Together with the launch of the agricultural and sports programmes was a ribbon-cutting ceremony for a new science laboratory.
“What we are hoping is that this science lab will provide opportunities for both the agriculture students and the sports students and also
for teacher education programmes,” Thompson said.
In recognition of the prevailing economic hardships, the Roman Catholic Diocese has provided grants of $150,000 each for 10 students who have started the agriculture courses.
“It’s for basic equipment which the agricultural students will need,” explained O’Connor.
Specialists from within and outside the Catholic College are supervising the agricultural science courses.
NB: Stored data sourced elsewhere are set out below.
PR #2830, opened 2020-12-08
go_modules: don't raise error for go mod tidy

fatih:
`go mod tidy` makes sure that go.mod matches the source code in a Go
module. This also means that `dependabot` is doing a quassi linting on
the code, which prevents updating versions in a go.mod if the source
code doesn't got build. One particular use case is when a project is
missing generated files. Sometimes people don't submit and commit the
generated files of a code generator (i.e: `protobuf`) and do it in
pre-script in the CI. Because `dependabot` is not aware of this
pre-script, it'll run `go mod tidy` and fail for the user.

We should silently continue if `go mod tidy` fails and not raise an
error. This will allow dependabot still to run `go mod tidy`, but will
not block users for these kind of edge cases.

### DIFF
--- a/go_modules/lib/dependabot/go_modules/file_updater/go_mod_updater.rb
+++ b/go_modules/lib/dependabot/go_modules/file_updater/go_mod_updater.rb
@@ -118,9 +118,12 @@ module Dependabot
         def run_go_mod_tidy
           return unless tidy?
 
+          # NOTE(arslan): use `go mod tidy -e` once Go 1.16 is out:
+          # https://github.com/golang/go/commit/3aa09489ab3aa13a3ac78b1ff012b148ffffe367
           command = "go mod tidy"
+
           _, stderr, status = Open3.capture3(ENVIRONMENT, command)
-          handle_subprocess_error(stderr) unless status.success?
+          handle_subprocess_error(stderr, true) unless status.success?
         end
 
         def run_go_vendor
@@ -243,7 +246,7 @@ module Dependabot
           write_go_mod(body)
         end
 
-        def handle_subprocess_error(stderr)
+        def handle_subprocess_error(stderr, istidy=false)
           stderr = stderr.gsub(Dir.getwd, "")
 
           error_regex = RESOLVABILITY_ERROR_REGEXES.find { |r| stderr =~ r }
@@ -258,6 +261,12 @@ module Dependabot
             raise Dependabot::GoModulePathMismatch.
               new(go_mod_path, match[1], match[2])
           end
+
+          # we explicitly don't raise an error for 'go mod tidy' and silently
+          # continue here. `go mod tidy` shouldn't block updating versions
+          # because there are some edge cases where it's ok to fail (such as
+          # generated files not available yet to us). 
+          return if istidy
 
           # We don't know what happened so we raise a generic error
           msg = stderr.lines.last(10).join.strip
--- a/go_modules/lib/dependabot/go_modules/file_updater/go_mod_updater.rb
+++ b/go_modules/lib/dependabot/go_modules/file_updater/go_mod_updater.rb
@@ -122,8 +122,11 @@ module Dependabot
           # https://github.com/golang/go/commit/3aa09489ab3aa13a3ac78b1ff012b148ffffe367
           command = "go mod tidy"
 
-          _, stderr, status = Open3.capture3(ENVIRONMENT, command)
-          handle_subprocess_error(stderr, true) unless status.success?
+          # we explicitly don't raise an error for 'go mod tidy' and silently
+          # continue here. `go mod tidy` shouldn't block updating versions
+          # because there are some edge cases where it's OK to fail (such as
+          # generated files not available yet to us). 
+          Open3.capture3(ENVIRONMENT, command)
         end
 
         def run_go_vendor
@@ -246,7 +249,7 @@ module Dependabot
           write_go_mod(body)
         end
 
-        def handle_subprocess_error(stderr, istidy=false)
+        def handle_subprocess_error(stderr)
           stderr = stderr.gsub(Dir.getwd, "")
 
           error_regex = RESOLVABILITY_ERROR_REGEXES.find { |r| stderr =~ r }
@@ -261,12 +264,6 @@ module Dependabot
             raise Dependabot::GoModulePathMismatch.
               new(go_mod_path, match[1], match[2])
           end
-
-          # we explicitly don't raise an error for 'go mod tidy' and silently
-          # continue here. `go mod tidy` shouldn't block updating versions
-          # because there are some edge cases where it's ok to fail (such as
-          # generated files not available yet to us). 
-          return if istidy
 
           # We don't know what happened so we raise a generic error
           msg = stderr.lines.last(10).join.strip
--- a/go_modules/lib/dependabot/go_modules/file_updater/go_mod_updater.rb
+++ b/go_modules/lib/dependabot/go_modules/file_updater/go_mod_updater.rb
@@ -125,7 +125,7 @@ module Dependabot
           # we explicitly don't raise an error for 'go mod tidy' and silently
           # continue here. `go mod tidy` shouldn't block updating versions
           # because there are some edge cases where it's OK to fail (such as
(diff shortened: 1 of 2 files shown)


go_modules/lib/dependabot/go_modules/file_updater/go_mod_updater.rb
```diff
@@ -259,6 +262,12 @@ def handle_subprocess_error(stderr)
               new(go_mod_path, match[1], match[2])
           end
 
+          # we explicitly don't raise an error for 'go mod tidy' and silently
+          # continue here. `go mod tidy` shouldn't block updating versions
+          # because there are some edge cases where it's ok to fail (such as
+          # generated files not available yet to us). 
+          return if istidy
```
fatih, line 269: We still fail with `Dependabot::DependencyFileNotResolvable` and `Dependabot::GoModulePathMismatch` when running a `go mod tidy`. Initially I wanted to move up this line so it never fails, but it looks we have some test cases that cover these two specific error types. I know this you PR fixes one particular case, but wonder if we should also not take care of `Dependabot::DependencyFileNotResolvable` and `Dependabot::GoModulePathMismatch` ?

jasonrudolph: We run `go get` ([here](https://github.com/dependabot/dependabot-core/blob/499bc1adfaa583971c17d8f87edef0bc8719a9bf/go_modules/lib/dependabot/go_modules/file_updater/go_mod_updater.rb#L84)) before we run `go mod tidy`. With that in mind, if there's something in the manifest that would trigger a `Dependabot::DependencyFileNotResolvable` error or a `Dependabot::GoModulePathMismatch` error, can we reasonably assume that those errors would have occurred during `go get`? If so, then we know that we won't even get to the `go mod tidy` step in that case. What do you think?

go_modules/lib/dependabot/go_modules/file_updater/go_mod_updater.rb
```diff
@@ -118,9 +118,12 @@ def update_files # rubocop:disable Metrics/AbcSize
         def run_go_mod_tidy
           return unless tidy?
 
+          # NOTE(arslan): use `go mod tidy -e` once Go 1.16 is out:
+          # https://github.com/golang/go/commit/3aa09489ab3aa13a3ac78b1ff012b148ffffe367
           command = "go mod tidy"
+
           _, stderr, status = Open3.capture3(ENVIRONMENT, command)
-          handle_subprocess_error(stderr) unless status.success?
+          handle_subprocess_error(stderr, true) unless status.success?
```
jasonrudolph, line 126: It seems to me like we're trying to silently ignore any problems that occur during `go mod tidy`. If that's accurate, then instead of adding a new arg to `handle_subprocess_error`, would it make sense to skip the invocation `handle_subprocess_error` entirely?

```suggestion
          # Attempt command, but ignore any errors
          Open3.capture3(ENVIRONMENT, command)
```

fatih: This makes sense and I think we should use this idiom. Initially I changed this line and removed handling the error, but I wasn't sure about some of the edge cases and whether we should return the specific error types described above. I'll update the tests as well to accommodate the changes 👍🏼

go_modules/lib/dependabot/go_modules/file_updater/go_mod_updater.rb
fatih: That's a good point Jason.  `go get` would definitely catch some of these (especially the `Dependabot::DependencyFileNotResolvable` errors).

go_modules/lib/dependabot/go_modules/file_updater/go_mod_updater.rb
```diff
@@ -118,9 +118,15 @@ def update_files # rubocop:disable Metrics/AbcSize
         def run_go_mod_tidy
           return unless tidy?
 
+          # NOTE(arslan): use `go mod tidy -e` once Go 1.16 is out:
+          # https://github.com/golang/go/commit/3aa09489ab3aa13a3ac78b1ff012b148ffffe367
```
feelepxyz, line 122: 💯

go_modules/spec/dependabot/go_modules/file_updater/go_mod_updater_spec.rb
```diff
@@ -225,10 +225,10 @@
...
             let(:dependency_version) { "v0.5.1" }
 
-            it "raises a DependencyFileNotResolvable error" do
+            it "does not raises a DependencyFileNotResolvable error" do
               error_class = Dependabot::DependencyFileNotResolvable
               expect { updater.updated_go_sum_content }.
-                to raise_error(error_class) do |error|
+                to_not raise_error(error_class) do |error|
                 expect(error.message).to include("googleapis/gnostic/OpenAPIv2")
               end
```
feelepxyz, line 233: Could change this spec to expect the update now that it is successful afaict:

Experts from GC Foster will assist the sports and physical education programme, journalists were told.
While there is space on the nine-and-a-half acre property for eventual development of a sports facility, the Catholic College is contemplating use of the nearby Kirkvine sports complex for practical activities.
“Kirkvine is under-utilised and it might be possible to partner (with them),” Member of Parliament for Central Manchester, Peter Bunting said at the recent launch.
Bunting and Mayor of Mandeville Brenda Ramsay said that the diversified expansion of the Catholic College fitted the vision of Manchester becoming a leader of Jamaica’s knowledge sector in the post bauxite/alumina era.
“This development takes us another step forward in rounding out the offerings in the context of education,” said Bunting.
At the Catholic College, that ’rounding out’ will include, according to Thompson, the sourcing of “healthy donations” for physical expansion of the Williamsfield campus, including an audio-visual room, a multi-purpose room and cafeteria.
For O’Connor, who said that she felt “accomplished” and was contemplating “putting together a history” of the institution, new goals, even in retirement, will include helping to raise funds for continued expansion.
“It’s like we are at another beginning,” she said.